▸ Activity: Once the line containing "- Adds a new" has been written out, stop; until then, restate each line of the entries below word for word from the first.

▸ Dataset entries:
########

PR #465, opened 2025-02-04
Refactor webauthn 2fa

nsklikas:
IAM-1295

As described in IAM-1279, this PR stops sending the `login_challenge` to kratos if sequencing is enabled. It also introduces the following changes:
- Checks in the consent page that the session has the required aal, this acts as a fail-safe for any misconfiguration in Kratos.
- Refactors how webauthn happens as a 2nd FA, previously the login UI backend was not involved when submitting the assertion, unlike all other 2fa methods. Not sure if this is the case also for 1st FA (passkeys) and if any changes are needed for that as well (cc @natalian98).
- Adds a new config to `app-config`

@edlerd please have a look at the changes to `login.tsx`, feel free to push any changes to my branch or I can just create an issue for you to refactor it afterwards. Can we change it so that the form submission triggers a back-channel call, so that we can handle it as we do for other flow0s? Also we should change it so that the data is sent as a JSON instead of FORM (IMO easiest approach would be to use the kratos sdk)


natalian98:
Overall the webauthn as 2fa functionality works well, except that "Another layer of authentication before you get access to" is now missing the app name - is it not sent to frontend?
missing_app_name

Some bugs were introduced in other flows:

1. When signing in with webauthn as 1fa (passwordless=True), user doesn't get logged in (hydra session is not created), instead is redirected to a page with `redirect_to`:
```
{"redirect_to":"http://localhost:4433/self-service/login/browser?aal=aal2\u0026return_to=http%3A%2F%2Flocalhost%3A4455%2Fui%2Flogin%3Flogin_challenge%3DIewEHi9UcdX-PCjDAXUXWp5Y0W2VqBc6UZD8cs5BQYkXM07IyBNeBW0loy_wsU_ycgVhfidR5Cjx0Zp5OD6W3CZtHkE18bFvnFnDq7JjHmx3PYaYnq-xCno2Q2v-Get3Ms6kxTk6dcqBjlVrkp7qHe-5GMr_lXBmbNxS-5RV8vwppcmWTa9tnH6t1-YflUN-UXAjAbJElxk23RxQrgbrDtFRGdtE1h41cPdfi0vgliKjd6jtBb_eRJJFbPZgS6jR3hErdPxuTH1oBYKH1LkQTQzXU0D9GEJmerJ53w09x21d_f3CAxN-UqK0qIMhL2vrxwiktZBa_50H_k7riYyZ8DLbrBCGpUixEBjxB9TvJr9DTVBX1HUK-BXN1VnJmOmcwoLuDtTGQI33q5t_5W4NRenWDyiQuEbaNAnV6Qj6DWdpWvAgxhiOlx8CasZ6wpOctZrcVzLpCCa66oA3id8pplJDqRrban4-DvOH1nBxLoOY7B3oxVkdEELUnFqFvoWxa6Ngw3qfQr_i9c2E6VVPzGwglhxklEsN1_ornAA4YJE8AZTbbzSZiDoWbCBNu8Sz7-BZd2QXJupAd4GNy3XBFvi0YjcrzoE17lJm0WGdv9gZG8sPng48W9JN9LpODn9wwaASxhtvZUa8g39auTYzWXuu6a0iD3bmOJIgznJZQin9sVvJLHEIVpSjCI5fOjeZc5ZIsJqsnq9LgAElT2LqiyzbUMIG_NKl6pR7iy0uR09Sd2zJL1ldh6S2tayPFdhkxGF3vizQC7JX4sX3ajRgNwmW9zwlhO5IKMenbY35_8OAR_NP5PjY--1-lkQfnuY0nRWFBhr_vzMJgbLsXw94tUCgDMwsXe8k-bpchuaOvKNVy3pIabr4qdjA7ezkGqq0JXGU3EV8oCq0IPxbMq9DgeuNf1zh26r7rcaXbGeAlYDYKafPVM5f7xbgTRgnnoBwPdTXcnTJpvOyqLBsOSAguAYUPxNusNiWhP0_nbUc4x2XJNNTYo-TRV7fQD35vW1PtEiVU4a-5N2px1kpHYon4fXhP1rNNkrn-fLLT8_7-dwTiulTH5BkOYpghgzlGSK0YFQ9zCgCFekfqKJffVtueE3iZfRYpC3sKI793g9BOLn4Am20MmP4lors1k0zWuVaTDJLIKF27MDIoSoxtFmG5jbNQydtMJB0DikDLqJIF3dzLV3HKrDUrdtD07c6KoKnJRxTw990WIRLazaChBAAYNfqHWJ328S-fNow9BrlYKc3ApXNuYNN_d2Y1BNYU-LH-FNtyT3szSOM67zHy-yAvXqyFm8ivBxc6Nj39ohhuV5FojsDP6jZMTTnbR7uXzhc2BjcLVuZ2O--rI6dpXvNzpRKyUljpBdqDG_6DtpFcYC9DOGmJvbI-rsnU-ZEDxa5jrL0-uJKWKA0jcobBq2PUZNEtuBAba68YB04EYKHUm4dW7Gu5qNcfbb84tL7gbTcMEByHBhBvrjtOZ9YzV5K5Ux8lxVKqB8G61Y2nUxd70PEp5rT-XcsSpm3vljDEm-K5_6deojwh5hdKUUdjO6Hxiq_G8uhiPT5AQ8tdA%253D%253D"}
```

2. When resetting a password, on authentication code step the sign in fails with `"failed to accept login request: 400 Bad Request"`.
reset_password_failure

ui/pages/login.tsx
```diff
@@ -297,6 +302,12 @@ const Login: NextPage = () => {
       });
 
       return null;
+    } else if (isWebauthn) {
+      // TODO: Refactor me
+      const u = renderFlow.ui.action.split("self-service");
+      if (u.length == 2) {
+        renderFlow.ui.action = baseURL + "/api/kratos/self-service" + u[1];
+      }
```
edlerd, line 310: This probably shouldn't be in the else branch?
```suggestion
    }
    if (isWebauthn) {
      // TODO: Refactor me
      const u = renderFlow.ui.action.split("self-service");
      if (u.length == 2) {
        renderFlow.ui.action = baseURL + "/api/kratos/self-service" + u[1];
      }
```

edlerd: You probably want to [split on first occurrence](https://stackoverflow.com/questions/4607745/split-string-only-on-first-instance-of-specified-character) and not split and hope that you only get one match to drop the `u.length == 2` condition.

edlerd: Also probably best to match "/self-service/", to avoid matching parts of the domain.

ui/pages/login.tsx
```diff
@@ -33,16 +33,21 @@ import {
 const Login: NextPage = () => {
   const [flow, setFlow] = useState<LoginFlow>();
   const [isSequencedLogin, setSequencedLogin] = useState(false);
+  const [baseURL, setBaseURL] = useState("");
```
edlerd, line 36: I don't think we need this. Can't we use `window.location.origin` below instead?

nsklikas: this will omit the path of the URL, in juju deployments the baseURL will be `https://some/path/` and in local deployments it will be `http://localhost:4455`. IMO This is an easy workaround that allows us to be flexible

ui/pages/login.tsx
edlerd: Not sure how the SDK would help here.

ui/pages/login.tsx
edlerd: I think we know which path we are on, because this file is login under the pages directory. If we strip the /login?... from the end of the current url, that should be a safe way to calculate this, while preserving paths in the base url.

ui/pages/login.tsx
nsklikas: The sdk is already configured with the correct URL and will send the payload in JSON instead of FORM. This custom logic wouldnt be required if we used the sdk to make the request.

edlerd: Ah yes, this would also save us from setting up a base url state (see the other comment). Just not sure if we can get the correct url out of it. Because here we need to set the form target url and not issue a request directly.

ui/pages/login.tsx
nsklikas: That's true, I still believe this is the most flexible approach though as it does not make any assumptions on the relative position of the paths, thus I prefer it. Do you see any problems with this?

Also I just realized that (most likely) the request to the `app-config` endpoint will not work on juju deployments, as the path `/api/v0/app-config` is wrong, it should leverage the base_url instead (cc @natalian98).

ui/pages/login.tsx
nsklikas: Could we add a listener for the `submit` event to this form so that we can override the default behavior and use the sdk instead?

nsklikas: Otherwise I guess we will just have to handle it in the backend.

edlerd: > Could we add a listener for the submit event to this form so that we can override the default behavior and use the sdk instead?

That is possible, but seems a bit hacky.

I think it will be better to construct the base url in the same way we do it for the kratos sdk. We could make that logic reusable. Then constructing the prefixed form target url similar you do it here already.

nsklikas:
@natalian98 thanks for testing it, all of your issues should be resolved now

pkg/kratos/service.go
```diff
@@ -897,21 +933,52 @@ func (s *Service) HasNotEnoughLookupSecretsLeft(ctx context.Context, id string)
...
 		return true
+	case "webauthn":
+		return !s.oidcWebAuthnSequencingEnabled
 	default:
 		return false
 	}
 }
 
-func NewService(kratos KratosClientInterface, kratosAdmin KratosAdminClientInterface, hydra HydraClientInterface, authzClient AuthorizerInterface, tracer tracing.TracingInterface, monitor monitoring.MonitorInterface, logger logging.LoggerInterface) *Service {
+func (s *Service) hydrateKratosLoginFlow(ctx context.Context, flow *kClient.LoginFlow) error {
```
BarcoMasile, line 945: suggestion: this method should only do the hydration of the login flow. The `if` check should be done outside of this method, in the calling function so that
```go
  if s.oidcWebAuthnSequencingEnabled {
    s.hydrateKratosLoginFlow( ... )
  }

```
Also, it would make the method simpler and more predictable in "what it does"

BarcoMasile (commented):
Left a few comments and a couple of questions for my clarity.
Great work overall

pkg/extra/handlers.go
```diff
@@ -116,50 +85,17 @@ func (a *API) handleConsent(w http.ResponseWriter, r *http.Request) {
...
-	// Set the original consent URL as return_to, to continue the flow after WebAuthn key is set
-	redirectTo, err := url.ParseRequestURI(redirect)
-	if err != nil {
-		return err
+// sessionRequiredAAL returns the required aal, based on the session's authentication methods.
+func (a *API) sessionRequiredAAL(session *kClient.Session) kClient.AuthenticatorAssuranceLevel {
+	if a.oidcWebAuthnSequencingEnabled && len(session.AuthenticationMethods) >= 1 && session.AuthenticationMethods[0].GetMethod() == "oidc" {
+		return kClient.AUTHENTICATORASSURANCELEVEL_AAL2
+	} else if a.mfaEnabled && len(session.AuthenticationMethods) >= 1 && session.AuthenticationMethods[0].GetMethod() == "password" {
+		return kClient.AUTHENTICATORASSURANCELEVEL_AAL2
```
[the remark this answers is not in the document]
natalian98: `session.AuthenticationMethods[0].GetMethod()` can also be `webauthn` apart from oidc and password

ui/pages/login.tsx
natalian98: I see no reason for it to be unreachable on juju, but I tried it to make sure and the endpoint is accessible:
```
$ curl http://10.64.140.43/test2-identity-platform-login-ui-operator/api/v0/app-config
{"oidc_webauthn_sequencing_enabled":false}
```

natalian98: @edlerd does [this](https://github.com/canonical/identity-platform-login-ui/blob/798330ab0210e4f1ed5ef763cfa20e4da2511fef/ui/pages/login.tsx#L40) call respect the base url?
On juju deployments it's similar to:
```
$ curl http://10.64.140.43/test2-identity-platform-login-ui-operator/api/v0/app-config
{"oidc_webauthn_sequencing_enabled":false}
```

pkg/kratos/handlers.go
```diff
@@ -147,12 +165,13 @@ func (a *API) handleCreateFlowNewSession(r *http.Request, aal string, returnTo s
...
 }
 
-func (a *API) handleCreateFlowWithSession(r *http.Request, session *client.Session, loginChallenge string) (any, []*http.Cookie, error) {
+func (a *API) handleCreateFlowWithSession(w http.ResponseWriter, r *http.Request, session *client.Session, loginChallenge string) (*hClient.OAuth2RedirectTo, []*http.Cookie, error) {
 	response, cookies, err := a.service.AcceptLoginRequest(r.Context(), session, loginChallenge)
 	if err != nil {
 		return nil, nil, fmt.Errorf("failed to accept login request: %v", err)
 	}
 
+	a.cookieManager.ClearStateCookie(w)
```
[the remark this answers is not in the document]
nsklikas: Good point, will move it to caller

pkg/kratos/handlers.go
```diff
@@ -258,20 +281,62 @@ func (a *API) handleUpdateFlow(w http.ResponseWriter, r *http.Request) {
...
+		_ = json.NewEncoder(w).Encode(response)
+	}
+
+	resp, err := flow.MarshalJSON()
+	if err != nil {
+		a.logger.Errorf("Error when marshalling Json: %v\n", err)
+		http.Error(w, "Failed to parse flow error", http.StatusInternalServerError)
+		return
+	}
+	setCookies(w, cookies)
```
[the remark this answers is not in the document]
nsklikas: You are right, this was on accident. Good catch.

pkg/extra/handlers.go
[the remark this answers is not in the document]
nsklikas: Will try to refactor it to a `switch` statement. Let me know if it is clearer, otherwise I can switch to using functions as you suggested

natalian98:
The issues from yesterday were resolved, thanks.

Small request:
Could you remove the redundant "to": https://github.com/canonical/identity-platform-login-ui/blob/798330ab0210e4f1ed5ef763cfa20e4da2511fef/ui/pages/login.tsx#L370 as it's already in `getTitleSuffix`?
toto

This was not changed in your PR, but since you are already refactoring the login page we could include this small fix.

pkg/kratos/handlers.go
```diff
@@ -258,20 +281,62 @@ func (a *API) handleUpdateFlow(w http.ResponseWriter, r *http.Request) {
...
 
-	setCookies(w, cookies)
-
 	if shouldRegenerateBackupCodes {
-		a.lookupSecretsSettingsRedirect(w, flowId, *loginFlow.ReturnTo, loginFlow.GetOauth2LoginChallenge())
+		a.lookupSecretsSettingsRedirect(w, flowId, *loginFlow.ReturnTo, flowCookie)
 		return
 	}
 
+	setCookies(w, cookies)
```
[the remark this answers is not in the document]
natalian98: If we are redirecting user to regenerate backup codes it means they already used one and have a sufficient aal, so I think it's fine

pkg/extra/handlers.go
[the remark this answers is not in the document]
nsklikas: > `session.AuthenticationMethods[0].GetMethod()` can also be `webauthn` apart from oidc and password

If it is `webauthn`, we have no flag for enforcing aal2 so no specific logic is needed for that.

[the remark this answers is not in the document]
nsklikas: > question(involving also @natalian98 for this): are we 100% sure we can safely rely on the order in which methods populate the `session.AuthenticationMethods` slice?

We are already making that assumption on https://github.com/canonical/identity-platform-login-ui/blob/main/pkg/kratos/handlers.go#L300. I changed it to loop over all the AMRs, not sure if I should revert it or not.

natalian98:
I found another issue, similar to the one from yesterday.
1. sign in with pwd, set up totp
2. set up a passkey
3. unlink totp
4. in a new browser session, sign in with passkey
5. no hydra session created, user redirected to 
```
{"error":{"id":"session_aal2_required","message":""},"redirect_browser_to":"/ui/setup_secure?return_to=http%3A%2F%2Flocalhost%3A4455%2Fui%2Flogin%3Flogin_challenge%3DYXJXsLPBr4rh2KUBRGbiyMFLVEiGOqIuSu8wrvD5PiuigsBItTmV9-IsmFR3xcC7bgJF_-azrKQ4-YgwRg9v5m6qvn140cDhANHSStZBok9jit2O1Q_baW6ws2FXjKAryckzelvXN8DJ-3bTPiKKdAwY1YFd1Axxg9B49qIF8BmYtDG9-bV27iMK-7bimxiVb0b_jv3Og1qrlPef7NBLQCJTzbHb2N5SFqEfSiBFdUcIDx5mGFrYDMQy0uq5ZOYXxMkAS5rG2yL9nNjvNBtDrSlknKlLkXauuj5rCdn6woa7BoZgVX31O3NUgwMW73omsVsZJz2IusX_o2xuCmw1puyJ50CFG69j83ebz9jYqWitln2DRRfiUVBWPx-rRDh2pGWCCF9B4Mb1r6SWQXpODO55sieukHkGm2mCcM1adnkMeu2ksCDla4zxZn1veuzqZJFYKcXnra1HGOeNtlgTDkQ5F7ZTjYsnoJZGyEsFg8CtncezEtvXfvpjNPrxZVtSWI1Kx0u7KGQEekYjtlOuqVqIiwBFDSaAB-pjiC4pfnuhGimmk09NH9RtYH8nCYOev3ph8plUbBHKr7Mtzz25-XZkpkXPrY_CfrCDnzRz1KY6HImQPPzfyQdXFaG117naMEaRCpbWIB1DzP1VlY-i9GlzrYcmjs6gtxSUU94uhXfypbBFt-PmDyjUOHq0iAnrNqK-Z4qCZHcmSwAIf0cEvGegMhV2IdS-jDlCTW0mJ6H8ErIa-ohcMl4p5JJxw8HEH4_9JnoEgR2PfAA-XPfB3tO5c5ifsmqKwDc8ThLwnz7NbgfVeH0qZYsFoPr7ylA2MW2L2MIR9aaW5ord9liDrpdjim9-tqMthboM9d-bNel-Lof4iKl3I3nXOApAXZxQGXlH1j_glLR5oCM81llagSFc_CUOoel1YNOdalY1pZIf1k-SXraxz5dsW6m_mjc7365isbHTIrRrkcVzzUF0z3C2tSI6a-snhiFY9XpZvVsqkbRdRNI3toyLVk2gRiG-lx83d9zmuGHY92v3FnscCsd8-yiRO9Smqv3Xy7682lxz-Il7jAQ8XNCdzlRXMafHFxQkNIHyVILq28mxwxvx7-Jp0z8gvKRRbS4zQh-LjNFxOdGuBoLztdd_SX9YFOfy4wgXwbKVhjCpcizFIWsV17vnCHifXkKbmmuE9Ipd4ew2HRn0VDbfW46iv5JTf1dlN7mTP1k3q1BCOYqXcdN8sQdYozk2nX9aqAIXbzvO9SDlumDPz08isWonvNhUh5iEFHl-uiL40tTGco8db5PZj9qROLv8_dMfP8_HGzP3ub06TRdJiQU91qoZLD1vYEatd9DaRMkxjvaf8enXfwGR4nnP8Igk0HutFYa7IknN5XOvMIggYE3IDxag1sI37kMkWr11127tAPmTjqAbvhtwCPS2giyIDrtC5RvqxqzRmy0_o-wbSUoG1AH9J8TBsckyyukyKuExoa40cdkshvcXLLTyP10mHpuoEj759llYc8QMI_hvjGRTzgXrAPQ45fduyUS0q1litLeb0OJWFYhotrNn2tq5vJY-Q0x5-_4KUFRLwg%253D%253D"}
```

Passwordless `webauthn` is aal1 so 2fa should still be enforced

pkg/extra/handlers.go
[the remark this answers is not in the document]
natalian98: Passwordless `webauthn` is aal1 so kratos still enforces 2fa in that case. TOTP setup is also enforced (see https://github.com/canonical/identity-platform-login-ui/blob/ce4a352bce73bd62f74512cb4f7f0eebce5df51a/pkg/kratos/handlers.go#L340, it is only skipped for oidc)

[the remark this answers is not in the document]
nsklikas: You are right, thank you!

nsklikas:
> I found another issue, similar to the one from yesterday.
> 
>     1. sign in with pwd, set up totp
> 
>     2. set up a passkey
> 
>     3. unlink totp
> 
>     4. in a new browser session, sign in with passkey
> 
>     5. no hydra session created, user redirected to

Good catch. All these issues seem to be caused by the change to handle webauthn in the login UI backend, which are unrelated to the original scope of the PR.

My latest commit should handle this, as I wrote in the TODO, I will refactor this logic for IAM-1286.

The PR seems to be growing out of control, if more issues arise I think I will break it into multiple smaller PRs.

BarcoMasile (dismissed):
Great work

natalian98 (approved):
All of the aforementioned issues were solved, thank you.

@edlerd could you please address the remaining comments that concern the frontend part?

pkg/extra/handlers.go
```diff
@@ -40,6 +39,12 @@ func (a *API) handleConsent(w http.ResponseWriter, r *http.Request) {
 		return
 	}
 
+	if session.GetAuthenticatorAssuranceLevel() < a.sessionRequiredAAL(session) {
+		a.logger.Errorf("insufficient session aal, this indicates a misconfiguration on kratos")
+		http.Error(w, "insufficient session aal", http.StatusForbidden)
```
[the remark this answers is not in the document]
nsklikas: Fair point, I always forget about their difference. IMO 403 is correct here, as there is a user session but it does not have enough aal.

Maybe 401 is better for the error above, where we fail to fetch a valid user session

pkg/kratos/handlers.go
```diff
@@ -234,13 +255,17 @@ func (a *API) handleUpdateFlow(w http.ResponseWriter, r *http.Request) {
...
+	redirectTo, flow, cookies, err := a.service.UpdateLoginFlow(r.Context(), flowId, *body, cookies)
 	if err != nil {
 		a.logger.Errorf("Error when updating login flow: %v\n", err)
 		http.Error(w, err.Error(), http.StatusInternalServerError)
 		return
 	}
 
+	u, _ := url.Parse(loginFlow.GetReturnTo())
+	lc := u.Query().Get("login_challenge")
+	flowCookie := FlowStateCookie{LoginChallengeHash: hash(lc)}
```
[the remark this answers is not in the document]
nsklikas: We don't care. The hash will always be the same, but we won't use the cookie for non hydra logins (`lc == "" => not a hydra login`). We could avoid computing the hash if there is no login_challenge, but I didn't think it was worth to add an extra branch to the code.

ui/pages/login.tsx
edlerd: > @edlerd does [this](https://github.com/canonical/identity-platform-login-ui/blob/798330ab0210e4f1ed5ef763cfa20e4da2511fef/ui/pages/login.tsx#L40) call respect the base url? On juju deployments it's similar to:
> 
> ```
> $ curl http://10.64.140.43/test2-identity-platform-login-ui-operator/api/v0/app-config
> {"oidc_webauthn_sequencing_enabled":false}
> ```

I think that call will not work well on juju deployments.

pkg/kratos/handlers.go
```diff
@@ -261,17 +286,66 @@ func (a *API) handleUpdateFlow(w http.ResponseWriter, r *http.Request) {
...
 		return
 	}
 
 	w.WriteHeader(http.StatusOK)
-	_ = json.NewEncoder(w).Encode(flow)
+	w.Write(resp)
+}
+
+// TODO: Refactor me for IAM-1286
+func (a *API) backchannelRedirectResponse(w http.ResponseWriter, r *http.Request, resp RedirectToInterface) {
```
shipperizer, line 332: random q: why `backchannel`?

pkg/kratos/service.go
```diff
@@ -178,17 +206,24 @@ func (s *Service) CreateBrowserLoginFlow(
...
 
 	flow, resp, err := request.Execute()
 	if err != nil {
 		return nil, nil, err
 	}
 
+	// Populate the flow with the hydra login req, so that the UI can retrieve this info
+	if s.oidcWebAuthnSequencingEnabled {
+		s.hydrateKratosLoginFlow(ctx, flow)
+	}
```
shipperizer, line 225: having this here after the clause has been evlauted in https://github.com/canonical/identity-platform-login-ui/pull/465/files#diff-5e4ba31969008b305d67765d5d4c9bd50d9bcc49571f1594e97d2b152ddf1378R209 seems a but strange

is there anything we can reuse from the request instead of this?would that be cleaner ?

edlerd (approved):
LGTM

The frontend needs a bit of changes, but those will be done in a follow up:
The base url is a bit of a chick/egg problem. Because we are calling the api endpoint to get the url to the api. So i think we should construct it in the ui regardless. Probably best to abstract this and reuse in all places. I'll try to come up with something and will likely drop the "fetch base url" approach later on.

pkg/kratos/service.go
```diff
@@ -897,21 +955,50 @@ func (s *Service) HasNotEnoughLookupSecretsLeft(ctx context.Context, id string)
...
 		return true
+	case "webauthn":
+		return !s.oidcWebAuthnSequencingEnabled
 	default:
 		return false
 	}
 }
 
-func NewService(kratos KratosClientInterface, kratosAdmin KratosAdminClientInterface, hydra HydraClientInterface, authzClient AuthorizerInterface, tracer tracing.TracingInterface, monitor monitoring.MonitorInterface, logger logging.LoggerInterface) *Service {
+func (s *Service) hydrateKratosLoginFlow(ctx context.Context, flow *kClient.LoginFlow) error {
```
shipperizer, line 967: this method is changing the flow via reference, wouldn't it be better to return a new flow with the enhanced/hydrated attributes?

pkg/kratos/handlers.go
nsklikas: Wasn't sure what name to use. I wanted this to be used to handle redirect responses for XHR requests (which are back-channel requests), BUT given the limitations of our UI this will have to handle browser redirects as well. I will rename it.

pkg/kratos/service.go
nsklikas: I tried to refactor it, should be better now.

BarcoMasile (approved):

shipperizer (approved):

########

▸ Response area:
PR #465, opened 2025-02-04
Refactor webauthn 2fa

nsklikas:
IAM-1295

As described in IAM-1279, this PR stops sending the `login_challenge` to kratos if sequencing is enabled. It also introduces the following changes:
- Checks in the consent page that the session has the required aal, this acts as a fail-safe for any misconfiguration in Kratos.
- Refactors how webauthn happens as a 2nd FA, previously the login UI backend was not involved when submitting the assertion, unlike all other 2fa methods. Not sure if this is the case also for 1st FA (passkeys) and if any changes are needed for that as well (cc @natalian98).
- Adds a new config to `app-config`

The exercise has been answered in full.